Jährlich erkranken bis zu 8,5 Millionen Menschen an dieser Infektion

Von Ernst-Wilhelm Pape
Bielefeld (WB). Das Risiko einer Pandemie, einer weltweiten Grippe-Epidemie, ist nach Meinung der Kassenärztlichen Vereinigung Westfalen-Lippe (KVWL) nicht zu unterschätzen. Jegliche Panik sei aber unangebracht, sagte gestern der zweite KVWL-Vorsitzende, Dr. Wolfgang-Axel Dryden, Allgemeinmediziner aus Kamen.

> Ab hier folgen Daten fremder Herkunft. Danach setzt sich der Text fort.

PR #9390, opened 2024-07-08
Allmaps Leaflet plugin

mclaeysb:
This PR is adding the Allmaps Leaflet plugin to the plugins page.

Hope this matches the required format.

Thanks to the Leaflet community for building this great tool!

### DIFF
--- a/docs/_plugins/basemap-formats/allmaps-leaflet.md
+++ b/docs/_plugins/basemap-formats/allmaps-leaflet.md
@@ -1,0 +1,12 @@
+---
+name: allmaps-leaflet
+category: basemap-formats
+repo: https://github.com/allmaps/allmaps/tree/main/packages/leaflet
+author: Allmaps
+author-url: https://www.allmaps.org
+demo: https://observablehq.com/@allmaps/leaflet-plugin
+compatible-v0:
+compatible-v1: true
+---
+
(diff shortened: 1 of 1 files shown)


docs/_plugins/basemap-formats/allmaps-leaflet.md
```diff
@@ -0,0 +1,12 @@
+---
+name: allmaps-leaflet
+category: basemap-formats
```
Falke-Design, line 3: Please use the category "Non-map base layers"

Falke-Design (changes requested):

docs/_plugins/basemap-formats/allmaps-leaflet.md
mclaeysb: I consider this, but I think it's better placed in basemap-formats. Plugins in the 'Non-map base layers' like 'Leaflet-IIIF' show a (IIIF) image in ad-hoc pixel coordinates, whereas this plugin actually transforms/warps the original image to show it on the map in the right geographic location. In this way it's closer to the various W(T)MS plugins in the basemap-formats folder. See this [example](https://observablehq.com/@allmaps/leaflet-plugin). Let me know if you think the same.

Falke-Design (approved):

Issue #8659, opened 2022-11-15
Accessibility box shown on click on Google Chrome


FloChehab:
### Checklist

- [X] I've looked at the [documentation](https://leafletjs.com/reference.html) to make sure the behavior isn't documented and expected.
- [X] I'm sure this is an issue with Leaflet, not with my app or other dependencies (Angular, Cordova, React, etc.).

Der kleine Piks ist wichtig: Impfungen bieten vor vielen Infektionskrankheiten wie Grippe wirksamen Schutz. Dennoch bleibt diese kleine Patientin - wer will es ihr verübeln? - skeptisch. Foto: AOK
In der Vergangenheit seien infolge der Vogelgrippe auch etwa 60 menschliche Todesopfer zu beklagen gewesen. Diese Zahl sei weltweit jedoch gering in Anbetracht der jährlich zu verzeichnenden Todesopfer durch »normale« Influenza, sagte Dr. Dryden. Nach Angaben des Robert-Koch-Instituts fordere die Influenza-Epidemie allein in Deutschland jedes Jahr durchschnittlich 8000 Todesopfer. Im Winter 2002/2003 sollen es sogar bis zu 20 000 Tote gewesen sein.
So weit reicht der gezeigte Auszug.